▶ _Task description_
Look through the data that follows and work out how many lines contain the string "imColor". Nothing but that number should be given.
***** Dataset entries
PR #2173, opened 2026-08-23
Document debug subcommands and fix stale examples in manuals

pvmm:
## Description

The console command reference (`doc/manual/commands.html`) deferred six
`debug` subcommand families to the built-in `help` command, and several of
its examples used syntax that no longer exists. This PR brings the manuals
**********
***** Dataset entries
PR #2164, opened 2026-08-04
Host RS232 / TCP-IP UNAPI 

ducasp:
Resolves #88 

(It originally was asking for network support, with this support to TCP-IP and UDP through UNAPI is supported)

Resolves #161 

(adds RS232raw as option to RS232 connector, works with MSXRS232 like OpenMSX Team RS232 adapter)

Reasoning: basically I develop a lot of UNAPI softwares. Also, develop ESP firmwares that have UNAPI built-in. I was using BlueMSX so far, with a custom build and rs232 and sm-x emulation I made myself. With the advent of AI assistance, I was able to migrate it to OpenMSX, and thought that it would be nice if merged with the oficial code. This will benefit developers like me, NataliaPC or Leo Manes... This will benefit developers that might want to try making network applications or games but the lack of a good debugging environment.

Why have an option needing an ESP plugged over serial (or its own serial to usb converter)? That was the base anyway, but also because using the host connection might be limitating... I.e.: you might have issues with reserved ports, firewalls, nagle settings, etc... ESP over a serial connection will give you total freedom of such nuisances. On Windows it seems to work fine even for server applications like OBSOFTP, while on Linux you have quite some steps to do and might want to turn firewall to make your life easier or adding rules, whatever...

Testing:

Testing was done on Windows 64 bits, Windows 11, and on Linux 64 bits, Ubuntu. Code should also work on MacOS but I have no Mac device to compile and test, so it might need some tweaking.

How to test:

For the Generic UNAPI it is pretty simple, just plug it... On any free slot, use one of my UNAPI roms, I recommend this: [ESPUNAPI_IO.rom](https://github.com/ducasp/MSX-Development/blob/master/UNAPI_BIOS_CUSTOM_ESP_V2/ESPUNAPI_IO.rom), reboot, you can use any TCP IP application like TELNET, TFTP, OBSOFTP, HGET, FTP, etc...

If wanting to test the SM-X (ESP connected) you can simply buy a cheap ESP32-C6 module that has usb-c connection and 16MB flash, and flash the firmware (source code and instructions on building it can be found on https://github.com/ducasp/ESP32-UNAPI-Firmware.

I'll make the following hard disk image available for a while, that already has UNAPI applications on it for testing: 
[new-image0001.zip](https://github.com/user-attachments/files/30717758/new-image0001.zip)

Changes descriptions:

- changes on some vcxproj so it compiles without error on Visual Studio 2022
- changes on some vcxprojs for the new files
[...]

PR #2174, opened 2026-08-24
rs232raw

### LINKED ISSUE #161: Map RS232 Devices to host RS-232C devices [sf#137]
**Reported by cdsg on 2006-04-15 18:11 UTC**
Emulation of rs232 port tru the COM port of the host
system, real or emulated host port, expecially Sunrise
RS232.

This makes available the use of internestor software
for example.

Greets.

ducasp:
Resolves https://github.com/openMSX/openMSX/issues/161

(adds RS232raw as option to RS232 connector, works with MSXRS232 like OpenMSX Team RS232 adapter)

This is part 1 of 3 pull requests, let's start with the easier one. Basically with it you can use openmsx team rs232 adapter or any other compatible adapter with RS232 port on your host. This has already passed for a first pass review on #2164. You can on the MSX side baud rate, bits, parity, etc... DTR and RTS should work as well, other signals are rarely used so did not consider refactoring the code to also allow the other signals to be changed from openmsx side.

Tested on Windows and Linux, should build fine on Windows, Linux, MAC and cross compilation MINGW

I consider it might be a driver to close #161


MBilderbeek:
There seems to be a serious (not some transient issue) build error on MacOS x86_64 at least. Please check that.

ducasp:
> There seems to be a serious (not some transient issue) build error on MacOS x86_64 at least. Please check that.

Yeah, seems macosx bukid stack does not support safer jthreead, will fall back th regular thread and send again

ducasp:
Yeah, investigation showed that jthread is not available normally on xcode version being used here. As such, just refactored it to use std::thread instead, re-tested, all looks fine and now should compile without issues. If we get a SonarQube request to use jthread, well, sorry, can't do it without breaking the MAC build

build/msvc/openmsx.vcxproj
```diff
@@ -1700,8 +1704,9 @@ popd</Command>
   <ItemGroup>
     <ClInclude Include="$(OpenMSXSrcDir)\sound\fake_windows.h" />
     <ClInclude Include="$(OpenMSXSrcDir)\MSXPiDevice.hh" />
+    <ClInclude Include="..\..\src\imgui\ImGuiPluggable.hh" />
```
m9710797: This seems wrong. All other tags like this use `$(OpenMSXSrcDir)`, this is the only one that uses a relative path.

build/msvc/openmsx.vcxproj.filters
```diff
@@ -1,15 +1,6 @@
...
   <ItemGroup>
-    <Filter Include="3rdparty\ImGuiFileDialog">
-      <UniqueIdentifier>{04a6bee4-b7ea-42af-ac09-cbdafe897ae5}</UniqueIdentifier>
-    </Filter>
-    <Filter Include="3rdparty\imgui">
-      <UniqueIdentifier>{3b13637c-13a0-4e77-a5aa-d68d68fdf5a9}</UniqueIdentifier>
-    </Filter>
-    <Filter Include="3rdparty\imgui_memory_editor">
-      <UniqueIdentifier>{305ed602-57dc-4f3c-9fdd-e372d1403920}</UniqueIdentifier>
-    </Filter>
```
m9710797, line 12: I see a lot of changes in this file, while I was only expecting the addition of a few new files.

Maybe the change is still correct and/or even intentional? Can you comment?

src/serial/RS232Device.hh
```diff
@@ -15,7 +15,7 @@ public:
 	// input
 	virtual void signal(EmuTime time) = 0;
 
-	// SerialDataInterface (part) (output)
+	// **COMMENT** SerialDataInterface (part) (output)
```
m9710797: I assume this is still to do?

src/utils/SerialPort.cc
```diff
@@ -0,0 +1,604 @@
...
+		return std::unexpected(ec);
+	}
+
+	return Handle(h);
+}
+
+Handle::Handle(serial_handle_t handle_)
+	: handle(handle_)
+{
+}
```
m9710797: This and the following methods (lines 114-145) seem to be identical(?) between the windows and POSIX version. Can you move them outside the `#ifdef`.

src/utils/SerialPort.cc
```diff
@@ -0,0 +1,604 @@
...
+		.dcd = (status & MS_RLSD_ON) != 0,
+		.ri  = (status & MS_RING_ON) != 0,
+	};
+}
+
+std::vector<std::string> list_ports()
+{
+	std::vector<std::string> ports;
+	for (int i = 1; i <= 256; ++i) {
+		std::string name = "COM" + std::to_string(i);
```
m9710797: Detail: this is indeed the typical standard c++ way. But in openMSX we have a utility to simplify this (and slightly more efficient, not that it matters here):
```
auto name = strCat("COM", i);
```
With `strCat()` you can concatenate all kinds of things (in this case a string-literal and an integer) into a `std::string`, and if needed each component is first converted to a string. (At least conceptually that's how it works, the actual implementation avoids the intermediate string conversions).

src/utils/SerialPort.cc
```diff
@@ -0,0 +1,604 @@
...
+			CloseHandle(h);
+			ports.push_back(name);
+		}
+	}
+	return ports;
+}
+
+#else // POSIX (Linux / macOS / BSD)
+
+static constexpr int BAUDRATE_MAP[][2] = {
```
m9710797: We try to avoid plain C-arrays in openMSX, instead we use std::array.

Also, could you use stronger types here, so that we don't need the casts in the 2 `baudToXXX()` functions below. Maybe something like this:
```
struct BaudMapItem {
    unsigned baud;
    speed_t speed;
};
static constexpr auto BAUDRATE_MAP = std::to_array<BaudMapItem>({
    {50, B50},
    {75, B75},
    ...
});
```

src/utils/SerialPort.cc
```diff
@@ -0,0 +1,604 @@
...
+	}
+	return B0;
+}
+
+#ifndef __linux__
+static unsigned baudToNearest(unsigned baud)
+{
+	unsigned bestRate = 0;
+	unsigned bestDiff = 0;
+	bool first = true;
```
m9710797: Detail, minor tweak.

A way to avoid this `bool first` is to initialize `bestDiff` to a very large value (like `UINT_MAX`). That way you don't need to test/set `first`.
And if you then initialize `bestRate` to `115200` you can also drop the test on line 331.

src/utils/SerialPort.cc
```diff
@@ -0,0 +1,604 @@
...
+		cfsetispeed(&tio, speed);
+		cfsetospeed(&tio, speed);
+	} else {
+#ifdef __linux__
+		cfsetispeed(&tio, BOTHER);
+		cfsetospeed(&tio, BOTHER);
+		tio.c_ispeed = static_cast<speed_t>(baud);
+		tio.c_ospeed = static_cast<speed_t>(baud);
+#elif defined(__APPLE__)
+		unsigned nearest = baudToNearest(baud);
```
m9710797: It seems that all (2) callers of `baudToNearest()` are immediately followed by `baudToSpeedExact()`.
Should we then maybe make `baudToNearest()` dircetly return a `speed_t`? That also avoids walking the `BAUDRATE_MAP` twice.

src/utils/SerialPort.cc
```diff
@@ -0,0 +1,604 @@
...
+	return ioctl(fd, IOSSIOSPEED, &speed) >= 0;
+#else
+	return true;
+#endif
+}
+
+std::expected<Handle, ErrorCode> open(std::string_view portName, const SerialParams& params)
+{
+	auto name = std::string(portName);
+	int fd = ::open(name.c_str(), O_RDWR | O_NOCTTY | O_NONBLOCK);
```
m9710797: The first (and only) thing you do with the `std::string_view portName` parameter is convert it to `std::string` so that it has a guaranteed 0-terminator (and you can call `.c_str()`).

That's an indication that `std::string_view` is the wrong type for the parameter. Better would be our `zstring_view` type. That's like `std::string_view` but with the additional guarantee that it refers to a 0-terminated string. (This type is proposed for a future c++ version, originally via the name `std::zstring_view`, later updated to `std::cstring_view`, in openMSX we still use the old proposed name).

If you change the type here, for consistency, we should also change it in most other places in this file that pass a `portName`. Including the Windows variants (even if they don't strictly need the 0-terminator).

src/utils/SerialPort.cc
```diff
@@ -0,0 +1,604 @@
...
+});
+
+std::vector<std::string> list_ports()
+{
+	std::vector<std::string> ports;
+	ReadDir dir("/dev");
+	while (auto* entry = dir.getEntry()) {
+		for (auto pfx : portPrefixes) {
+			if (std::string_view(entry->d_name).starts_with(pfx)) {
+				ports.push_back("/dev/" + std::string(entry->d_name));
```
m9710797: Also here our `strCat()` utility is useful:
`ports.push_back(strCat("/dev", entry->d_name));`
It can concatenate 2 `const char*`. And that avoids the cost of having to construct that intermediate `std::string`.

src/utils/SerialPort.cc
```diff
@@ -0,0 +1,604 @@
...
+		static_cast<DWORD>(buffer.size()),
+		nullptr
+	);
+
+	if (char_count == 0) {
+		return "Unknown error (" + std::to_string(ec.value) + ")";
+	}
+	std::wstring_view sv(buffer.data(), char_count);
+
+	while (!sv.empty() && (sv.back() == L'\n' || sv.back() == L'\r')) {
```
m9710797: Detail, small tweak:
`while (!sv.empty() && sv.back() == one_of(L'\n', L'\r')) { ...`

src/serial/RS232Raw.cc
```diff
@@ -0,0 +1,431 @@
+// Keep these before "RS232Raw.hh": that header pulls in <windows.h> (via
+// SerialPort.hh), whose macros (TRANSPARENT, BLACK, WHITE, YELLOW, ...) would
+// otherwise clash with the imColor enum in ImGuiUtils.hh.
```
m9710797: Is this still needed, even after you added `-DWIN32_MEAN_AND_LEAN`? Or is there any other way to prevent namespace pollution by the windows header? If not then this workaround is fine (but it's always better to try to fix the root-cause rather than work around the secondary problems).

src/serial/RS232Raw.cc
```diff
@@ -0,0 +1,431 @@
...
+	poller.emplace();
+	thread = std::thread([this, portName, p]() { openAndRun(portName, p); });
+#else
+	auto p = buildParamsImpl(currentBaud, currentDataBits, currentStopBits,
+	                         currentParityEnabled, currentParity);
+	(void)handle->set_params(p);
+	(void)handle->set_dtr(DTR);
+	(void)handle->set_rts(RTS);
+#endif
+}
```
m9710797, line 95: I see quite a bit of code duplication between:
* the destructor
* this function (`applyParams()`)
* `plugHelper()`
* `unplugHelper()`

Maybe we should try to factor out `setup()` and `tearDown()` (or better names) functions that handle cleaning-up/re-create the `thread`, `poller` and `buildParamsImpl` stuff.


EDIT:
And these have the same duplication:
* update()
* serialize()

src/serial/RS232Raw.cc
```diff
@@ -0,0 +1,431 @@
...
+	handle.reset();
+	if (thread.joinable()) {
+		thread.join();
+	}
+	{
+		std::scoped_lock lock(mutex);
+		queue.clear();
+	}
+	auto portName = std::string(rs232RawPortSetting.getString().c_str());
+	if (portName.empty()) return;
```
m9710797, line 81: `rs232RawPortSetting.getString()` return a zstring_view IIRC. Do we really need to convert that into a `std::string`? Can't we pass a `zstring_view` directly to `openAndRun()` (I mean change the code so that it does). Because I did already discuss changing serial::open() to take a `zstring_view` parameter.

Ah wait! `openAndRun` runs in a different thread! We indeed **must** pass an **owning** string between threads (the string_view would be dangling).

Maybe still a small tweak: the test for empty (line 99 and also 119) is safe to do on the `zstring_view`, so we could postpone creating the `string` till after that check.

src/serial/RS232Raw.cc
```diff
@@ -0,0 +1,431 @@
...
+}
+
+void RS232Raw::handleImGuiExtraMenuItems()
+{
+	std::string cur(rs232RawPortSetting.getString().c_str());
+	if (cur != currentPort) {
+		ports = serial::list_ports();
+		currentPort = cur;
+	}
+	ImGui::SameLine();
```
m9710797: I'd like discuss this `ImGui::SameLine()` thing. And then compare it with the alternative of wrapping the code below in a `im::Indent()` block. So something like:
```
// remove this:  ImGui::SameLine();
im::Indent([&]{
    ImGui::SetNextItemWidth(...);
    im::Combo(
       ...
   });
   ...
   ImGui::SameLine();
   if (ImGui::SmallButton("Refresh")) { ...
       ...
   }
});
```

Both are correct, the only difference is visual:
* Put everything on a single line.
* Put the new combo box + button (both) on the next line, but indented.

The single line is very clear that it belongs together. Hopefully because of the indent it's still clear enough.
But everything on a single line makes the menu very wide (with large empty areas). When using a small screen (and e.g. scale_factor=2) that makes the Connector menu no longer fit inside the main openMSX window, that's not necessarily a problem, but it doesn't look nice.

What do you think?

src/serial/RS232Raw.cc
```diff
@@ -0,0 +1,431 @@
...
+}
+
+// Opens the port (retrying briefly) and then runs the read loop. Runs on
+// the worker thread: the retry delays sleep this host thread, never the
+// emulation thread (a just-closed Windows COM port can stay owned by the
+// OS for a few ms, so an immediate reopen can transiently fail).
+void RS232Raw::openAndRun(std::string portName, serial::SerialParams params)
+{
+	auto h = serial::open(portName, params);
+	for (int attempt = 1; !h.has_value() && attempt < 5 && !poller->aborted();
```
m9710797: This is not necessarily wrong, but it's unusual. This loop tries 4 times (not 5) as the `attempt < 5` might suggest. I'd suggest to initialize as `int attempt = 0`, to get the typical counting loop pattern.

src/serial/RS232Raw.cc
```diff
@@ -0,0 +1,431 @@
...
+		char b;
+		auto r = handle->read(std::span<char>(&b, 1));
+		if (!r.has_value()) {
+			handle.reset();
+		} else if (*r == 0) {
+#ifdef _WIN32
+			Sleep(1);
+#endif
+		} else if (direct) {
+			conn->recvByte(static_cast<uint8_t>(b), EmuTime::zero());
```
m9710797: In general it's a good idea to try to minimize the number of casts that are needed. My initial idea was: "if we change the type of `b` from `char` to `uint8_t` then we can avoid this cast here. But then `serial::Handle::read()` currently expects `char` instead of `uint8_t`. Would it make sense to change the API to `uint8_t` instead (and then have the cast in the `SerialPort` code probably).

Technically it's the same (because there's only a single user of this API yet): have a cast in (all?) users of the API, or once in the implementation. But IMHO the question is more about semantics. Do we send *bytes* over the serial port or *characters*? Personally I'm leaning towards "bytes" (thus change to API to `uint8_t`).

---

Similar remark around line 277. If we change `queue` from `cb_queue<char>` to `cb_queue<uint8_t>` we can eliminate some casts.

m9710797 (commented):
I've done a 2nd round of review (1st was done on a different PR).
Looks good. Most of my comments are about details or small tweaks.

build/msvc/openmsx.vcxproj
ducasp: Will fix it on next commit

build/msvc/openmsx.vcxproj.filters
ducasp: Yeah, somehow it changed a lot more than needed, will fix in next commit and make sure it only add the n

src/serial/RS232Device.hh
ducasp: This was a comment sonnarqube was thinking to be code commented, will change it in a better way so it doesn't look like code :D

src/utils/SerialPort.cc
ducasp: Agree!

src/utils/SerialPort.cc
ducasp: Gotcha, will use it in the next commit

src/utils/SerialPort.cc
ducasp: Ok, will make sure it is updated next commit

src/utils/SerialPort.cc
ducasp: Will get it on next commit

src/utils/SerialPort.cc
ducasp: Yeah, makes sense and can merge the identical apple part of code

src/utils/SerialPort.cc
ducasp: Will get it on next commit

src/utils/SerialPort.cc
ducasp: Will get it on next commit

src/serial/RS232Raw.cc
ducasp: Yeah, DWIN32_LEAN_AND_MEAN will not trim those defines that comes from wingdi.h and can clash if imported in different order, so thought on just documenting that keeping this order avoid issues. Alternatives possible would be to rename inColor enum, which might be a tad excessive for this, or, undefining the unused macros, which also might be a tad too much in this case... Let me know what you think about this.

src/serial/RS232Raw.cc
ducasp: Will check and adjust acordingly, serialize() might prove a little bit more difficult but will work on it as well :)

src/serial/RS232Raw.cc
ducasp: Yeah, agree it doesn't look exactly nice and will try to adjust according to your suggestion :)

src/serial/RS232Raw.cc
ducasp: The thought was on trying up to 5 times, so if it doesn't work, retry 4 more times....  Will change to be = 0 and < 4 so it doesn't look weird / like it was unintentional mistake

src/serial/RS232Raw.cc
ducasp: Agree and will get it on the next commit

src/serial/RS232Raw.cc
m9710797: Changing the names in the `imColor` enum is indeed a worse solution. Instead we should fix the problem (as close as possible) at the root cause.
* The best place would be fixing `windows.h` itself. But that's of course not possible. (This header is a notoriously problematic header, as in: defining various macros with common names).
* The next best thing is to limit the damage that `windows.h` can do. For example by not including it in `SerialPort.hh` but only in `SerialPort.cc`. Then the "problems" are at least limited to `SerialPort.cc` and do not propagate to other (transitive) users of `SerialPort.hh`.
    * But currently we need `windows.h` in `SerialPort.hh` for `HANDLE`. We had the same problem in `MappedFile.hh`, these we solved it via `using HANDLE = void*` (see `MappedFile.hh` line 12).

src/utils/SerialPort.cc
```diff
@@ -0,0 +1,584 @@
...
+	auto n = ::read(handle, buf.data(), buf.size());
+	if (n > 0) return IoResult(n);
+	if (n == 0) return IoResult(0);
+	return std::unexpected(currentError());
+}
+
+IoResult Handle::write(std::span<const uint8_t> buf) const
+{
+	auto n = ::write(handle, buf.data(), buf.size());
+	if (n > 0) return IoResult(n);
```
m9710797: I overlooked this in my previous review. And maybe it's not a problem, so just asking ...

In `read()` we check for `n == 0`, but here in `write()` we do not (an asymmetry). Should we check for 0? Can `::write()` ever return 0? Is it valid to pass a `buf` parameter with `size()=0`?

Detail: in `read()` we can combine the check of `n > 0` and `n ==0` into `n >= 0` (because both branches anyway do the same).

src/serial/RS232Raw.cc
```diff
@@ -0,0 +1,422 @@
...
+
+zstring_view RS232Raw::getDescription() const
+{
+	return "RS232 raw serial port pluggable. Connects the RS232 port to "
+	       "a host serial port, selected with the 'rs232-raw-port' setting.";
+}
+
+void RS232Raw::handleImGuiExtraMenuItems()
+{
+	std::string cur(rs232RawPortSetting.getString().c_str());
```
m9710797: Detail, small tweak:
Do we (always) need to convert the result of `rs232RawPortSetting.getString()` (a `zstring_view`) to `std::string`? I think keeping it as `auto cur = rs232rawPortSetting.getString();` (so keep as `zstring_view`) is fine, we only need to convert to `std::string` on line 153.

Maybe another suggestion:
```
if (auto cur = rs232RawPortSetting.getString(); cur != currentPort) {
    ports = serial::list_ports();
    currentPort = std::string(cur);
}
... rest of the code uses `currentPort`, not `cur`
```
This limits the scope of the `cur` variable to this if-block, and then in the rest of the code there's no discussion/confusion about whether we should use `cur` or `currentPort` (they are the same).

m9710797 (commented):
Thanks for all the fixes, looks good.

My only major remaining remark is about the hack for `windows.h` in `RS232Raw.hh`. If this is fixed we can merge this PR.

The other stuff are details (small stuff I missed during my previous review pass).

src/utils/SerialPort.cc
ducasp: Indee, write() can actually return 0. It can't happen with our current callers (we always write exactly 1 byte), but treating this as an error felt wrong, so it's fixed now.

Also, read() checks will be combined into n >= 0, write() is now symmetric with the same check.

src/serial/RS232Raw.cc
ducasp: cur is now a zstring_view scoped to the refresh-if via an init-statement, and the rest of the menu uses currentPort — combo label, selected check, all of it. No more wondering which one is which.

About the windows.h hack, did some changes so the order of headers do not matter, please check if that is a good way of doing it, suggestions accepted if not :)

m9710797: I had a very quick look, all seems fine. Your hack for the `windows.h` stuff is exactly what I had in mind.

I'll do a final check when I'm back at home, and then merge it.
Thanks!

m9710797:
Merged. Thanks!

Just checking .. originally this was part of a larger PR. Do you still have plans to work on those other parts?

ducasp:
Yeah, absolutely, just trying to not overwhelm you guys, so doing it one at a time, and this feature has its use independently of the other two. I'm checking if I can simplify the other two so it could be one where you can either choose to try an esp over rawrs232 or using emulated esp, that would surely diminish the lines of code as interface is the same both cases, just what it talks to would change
**********
▶ _Result of the exercise_
2